Meanwhile, on Language Log, Geoff Pullum has written about something I’ve been meaning to write about for months, but never got around to. Here is a sentence from a semantics paper by Daniel Rothschild of Princeton University:

“The F is G” is true just in case there is exactly one F and it satisfies G. (link)

If your grammar is like mine (and everyone else’s I know), you read that and said, “What? How can something be true in order to be prepared in the event that ‘there is exactly one F and it satisfies G’? That sounds like you’re choosing for it to be true, but either it’s true or it’s not, right?” But after you read a few more papers in formal linguistics that use just in case the same way, you get so you can mentally replace just in case with only in the case where and move on. Read Pullum’s thoughts on the matter here.

Here’s one more from Pullum, which I bring up because it’s on one of my favorite topics, backformation.
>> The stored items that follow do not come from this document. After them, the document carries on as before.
PR #789, opened 2020-09-11
[WIP] Remove message lock

slang25:
This removes `IMessageLockAsync`, and the `ExactlyOnce` attribute stuff.


martincostello (dismissed):

maurofranchi (approved):

src/JustSaying/AwsTools/MessageHandling/SqsQueueByUrl.cs
```diff
@@ -1,33 +0,0 @@
...
-using System.Linq;
-using System.Threading.Tasks;
-using Amazon;
-using Amazon.SQS;
-using Amazon.SQS.Model;
-using Microsoft.Extensions.Logging;
-
-namespace JustSaying.AwsTools.MessageHandling
-{
-    public class SqsQueueByUrl : SqsQueueBase
```
gkinsman, line 11: It feels good to be rid of this - was it ever used anywhere?

tests/JustSaying.IntegrationTests/Fluent/Subscribing/WhenTwoDifferentHandlersHandleAMessage.cs
```diff
@@ -19,8 +18,11 @@ public WhenTwoDifferentHandlersHandleAnExactlyOnceMessage(ITestOutputHelper outp
         public async Task Then_Both_Handlers_Receive_The_Message()
         {
             // Arrange
-            var handler1 = new ExactlyOnceHandlerNoTimeout();
-            var handler2 = new ExactlyOnceHandlerNoTimeout();
+            var nullStoreLogger = NullLogger<TestMessageStore<SimpleMessage>>.Instance;
+            var nullHandlerLogger = NullLogger<MessageStoringHandler<SimpleMessage>>.Instance;
+
+            var handler1 = new MessageStoringHandler<SimpleMessage>(new TestMessageStore<SimpleMessage>(nullStoreLogger), nullHandlerLogger);
```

And since we’re on the subject of backformation and it’s time for going back-to-school, here’s a link to a post of my own for those who haven’t been reading this blog since August 2004.

Posted in Linkfests | 7 Comments »

Two Other F-Words

Posted by Neal on December 2, 2005

Here are a couple of interesting posts that appeared in the linguablogosphere during my blogging hiatus during the last month:

In this post on Phonoloblog, Bob Kennedy tries to find a rule or rules to explain why some initials, such as JD or DJ, are popular as nicknames, while others, such as MN, are not.

Next, have you ever been reading about some group of people who, the writer tells you, speak a “guttural language,” or more likely, a “harsh, guttural language,” and wondered what the heck guttural actually means? And why do you hardly ever hear about pleasant or romantic guttural languages? Benjamin Zimmer of Language Log answers these questions.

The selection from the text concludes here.